Not sure what your input is but i prepared one solution, you can try something similar
First we need to calculate proportions from input df and then use them to generate new records. I am generating new record with join of inputDf together with proportions and then exploding values to get correct number of rows
from pyspark.sql.functions import col, rand, sum, lit, explode, expr
import random
input_num_rows = 10000
output_num_rows = 20000
possible_values = ["A", "B", "C"]
# Generate a list of random values for the "value" column for the input DataFrame.
# You can hardcode some values here or use your df and skip it
input_data = [(possible_values[i % len(possible_values)],) for i in range(input_num_rows)]
input_df = spark.createDataFrame(input_data, ["value"])
# Calculate proportions from the input DataFrame
proportions = input_df.groupBy("value").agg(sum(lit(1)).alias("count"))
total_count = input_df.count()
proportions = proportions.withColumn("proportion", col("count") / total_count)

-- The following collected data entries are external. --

PR #3232, opened 2024-12-23
PHPORM-275 PHPORM-276 Add `Query\Builder::search()` and `autocomplete()`

GromNaN:
Fix PHPORM-275 and PHPORM-276

### Checklist

- [x] `Model::search()` returns a collection of model instances
- [x] Rebase on https://github.com/mongodb/laravel-mongodb/pull/3233

### DIFF
--- a/src/Eloquent/Builder.php
+++ b/src/Eloquent/Builder.php
@@ -5,7 +5,10 @@ declare(strict_types=1);
 namespace MongoDB\Laravel\Eloquent;
 
 use Illuminate\Database\Eloquent\Builder as EloquentBuilder;
+use Illuminate\Database\Eloquent\Collection;
+use Illuminate\Database\Eloquent\Model;
 use MongoDB\BSON\Document;
+use MongoDB\Builder\Type\SearchOperatorInterface;
 use MongoDB\Driver\CursorInterface;
 use MongoDB\Driver\Exception\WriteException;
 use MongoDB\Laravel\Connection;
@@ -21,7 +24,10 @@ use function is_object;
 use function iterator_to_array;
 use function property_exists;
 
-/** @method \MongoDB\Laravel\Query\Builder toBase() */
+/**
+ * @method \MongoDB\Laravel\Query\Builder toBase()
+ * @template TModel of Model
+ */
 class Builder extends EloquentBuilder
 {
     private const DUPLICATE_KEY_ERROR = 11000;
@@ -70,9 +76,27 @@ class Builder extends EloquentBuilder
         return $result ?: $this;
     }
 
-    public function search(...$args)
-    {
-        $results = $this->toBase()->search(...$args);
+    /**
+     * Performs a full-text search of the field or fields in an Atlas collection.
+     *
+     * @see https://www.mongodb.com/docs/atlas/atlas-search/aggregation-stages/search/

# Generate the output DataFrame with the correct proportions
num_values_per_output_row = int(output_num_rows / total_count)

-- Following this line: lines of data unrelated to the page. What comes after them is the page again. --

PR #3233, opened 2024-12-31
PHPORM-274 List search indexes in `Schema::getIndexes()` introspection method

GromNaN:
Fix PHPORM-274

Search indexes are a distinct type of index that are exposed using a specific method. Listing the search indexes in `Schema::getIndexes()` so they are listed by the command `php artisan db:table`.

### DIFF
--- a/src/Schema/Builder.php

# Duplicate rows based on proportions using "join" and "explode"
output_df = proportions.withColumn("num_repeats", (col("proportion") * output_num_rows).cast("int")) \
.join(input_df, on="value") \
.withColumn("rn", rand()) \
.orderBy("rn") \
.drop("rn") \
.withColumn("repeated_values", explode(expr(f"sequence(0, {num_values_per_output_row - 1})"))) \
.drop("count", "proportion", "num_repeats")
I did a check and output looks like this
Proportions for Input DataFrame:
+-----+-----+----------+
|value|count|proportion|
+-----+-----+----------+
| B| 3333| 0.3333|
| C| 3333| 0.3333|
| A| 3334| 0.3334|
+-----+-----+----------+
Proportions for Output DataFrame:
+-----+-----+----------+
|value|count|proportion|
+-----+-----+----------+
| B| 6666| 0.3333|
| C| 6666| 0.3333|
| A| 6668| 0.3334|
+-----+-----+----------+